A schematic of the SVM dataset is shown in Fig. 2a. It contains a set of instances, that are combinations of labels and features. The term label is attributed to an output which describes a feature, which is a property of the dataset. In addition, each feature is assigned a unique ID. For example, we employed ten datasets, which constitute five sampled subnetworks each from the datasets for E. coli and yeast. Each of these five datasets corresponds to a particular network size, as measured by the number of nodes, i.e. n = 100,200,300,400, or 500. One hundred networks were sampled from the source datasets for each size, and each such sampled subnetwork is an example of an instance.

We used Python and scikit-learn package [19] to identify features and build SVM classification models. scikit-learn utilizes the popular ML libraries libsvm and liblinear. We follow the data preprocessing and model selection steps from [8]. We perform data scaling after feature determination (Section 3.5) and a grid search (Section 3.4) to identify best parameters to classify data. Our goal is two-fold: a) to build a classification model and b) rank features. Feature ranking is performed using analysis of variance F-test which does not use the model created by SVM.

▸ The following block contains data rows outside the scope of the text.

PR #370, opened 2019-03-13
EZP-30318: [DX] Simplified ezplatform.yml to avoid duplicated config

andrerom:
| Question           | Answer
| **JIRA issue** | [EZP-30318](https://jira.ez.no/browse/EZP-30318)
| **Resolves**     | <ul><li>[EZP-30305](https://jira.ez.no/browse/EZP-30305) (#373)</li><li>[EZP-29291](https://jira.ez.no/browse/EZP-29291)</li></ul>
| **Bug/Improvement**| yes
| **Target version** | `2.5 (master)`
| **BC breaks**      | no
| **Tests pass**     | yes
| **Doc needed**     | update for places where `admin_group` is referenced

v2 at some point ended up with lots of duplicate config due to the new admin siteaccess and it's group, however we can rather set `default` here to avoid that.

For demo this will mean we can simplify [from](https://github.com/ezsystems/ezplatform-demo/blob/master/app/config/ezplatform.yml#L42-L93) => to:
```yml
    system:
        default:
            # Cache pool service, needs to be different per repository (database) on multi repository install.
            cache_service_name: '%cache_pool%'
            # These reflect the current installers, complete installation before you change them. For changing var_dir
            # it is recommended to install clean, then change setting before you start adding binary content, otherwise you'll
            # need to manually modify your database data to reflect this to avoid exceptions.
            var_dir: var/site
            content:
                # As we by default enable EzSystemsPlatformHttpCacheBundle which is designed to expire all affected cache
                default_ttl: '%httpcache_default_ttl%'
            # HttpCache purge server(s) setting, eg Varnish, for when ezpublish.http_cache.purge_type is set to 'http'.
            http_cache:
                purge_servers: ['%purge_server%']

        admin_group:
            languages: [eng-GB, fre-FR, ger-DE, nor-NO]
            # For ee only
            page_builder:
                siteaccess_list: [site, fr, de, no]

        site_group:
            design: main

        fr:
            languages: [fre-FR, eng-GB]
        de:
            languages: [ger-DE, eng-GB]
        no:
            languages: [nor-NO, eng-GB]
```

Bonus: Makes people aware of possibility to set default config.

### DIFF
--- a/app/config/ezplatform.yml
+++ b/app/config/ezplatform.yml
@@ -48,7 +48,7 @@ ezpublish:
         #site_group:
         #    design: main
 
-        admin:
+        admin_group:
             # System languages. Note that by default, content, content types, and other data are in eng-GB locale,
             # so removing eng-GB from this list may lead to errors or content not being shown, unless you change
             # all eng-GB data to other locales first.
--- a/app/config/ezplatform.yml
+++ b/app/config/ezplatform.yml
@@ -26,7 +26,8 @@ ezpublish:
             URIElement: 1
 
     # System settings, grouped by default (global), siteaccess and/or siteaccess group
-    # TIP: For multi site install organize shared config in groups, with single site we can set shared config in default
+    # TIP: For multisite installations organize shared config into SiteAccess groups,
+    # for single-site you can place shared config under "default"
     system:
         default:
             # Cache pool service, needs to be different per repository (database) on multi repository install.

3.1 Assigning labels for SVM

As shown in Fig. 1, packet receipt rates are calculated from each network using NS-2 from each network instance, and then a k-means clustering algorithm is employed to generate appropriate labels. k-means algorithm is applied to packet receipt rates (PRRs) as noted in Fig. 2. The k-means algorithm partitions a number of points into clusters by first randomly assigning a center for each cluster; then, uses the ‘distance’ of each point to all cluster centers to determine which cluster to assign any given point. This process is iterated until the clusters are defined so as their ‘centers’ no longer change. Our two resultant vectors now are the label vector Y (100 rows ×1 column) and the corresponding feature vector X (100 rows ×16 columns). Each row in label vector Y corresponds to each row in feature vector X (Fig. 2a). The vectors X and Y together are termed as the dataset since it contains labels and features for a particular network size at a specific perturbation level.

3.2 Data pruning

A one-size-fits-all SVM model may not fully explain patterns within our datasets, such as statistical outliers of packet receipt from the NS-2 simulations, which become evident when clusters are identified using k-means; because statistical outliers represent rare, large fluctuations, they may erroneously end up defining their own cluster. To avoid this problem, the dataset is pruned by removing the labels and their corresponding data instances from the feature instances. Consider the label vector Y with four clusters (IDs: 0,1,2,3) to be {1:37,0:34,3:28,2:1}. Only one point belongs to cluster ID 2 and hence that point is discarded along with the corresponding feature instance vector. Now, the training and testing is performed on Y which is 99 rows ×1 column and X which is 99 rows ×16 columns.

3.3 Training and testing

The pruned data is used as training and testing sets for the SVM models. Each dataset is split into 75 % training and 25 % testing sets. In order to avoid overfitting the data, 5-fold cross validation is used to randomize the 75/25 split into training/testing datasets. In a 5-fold cross validation test, the split is performed five different times; labels are stored in a vector, and corresponding feature instances are stored in another, different vector. Continuing the example stated in the Section 3.2, now the training set contains {1:27,0:26,3:21} and the testing set contains {1:10,0:8,3:7}.

3.4 Parameter selection

A grid search is performed to identify the ‘best’ parameter set in which to build an SVM model. Grid search uses k-fold cross validation and builds a classifier for each set of parameters. Each classifier is then tested using the F1 score, which is a weighted average of precision and recall [19]. The set of parameters used are shown in Table 1. C is the regularization constant and γ is a kernel hyper-parameter. 1, 10, 100, 1000 are used as C values for Linear, RBF, Polynomial kernels. The set of values 0.0001, 0.001, 0.01, 0.1, 1 and 2 are used as γ for RBF kernel. A γ value of 1 is used for polynomial kernel. 1, 2, 3, 4, 5 are used as degree values (applicable only to Polynomial kernel). Large C overfits the data (high cost for misclassification) while large γ in polynomial kernel ensures a smoother decision boundary.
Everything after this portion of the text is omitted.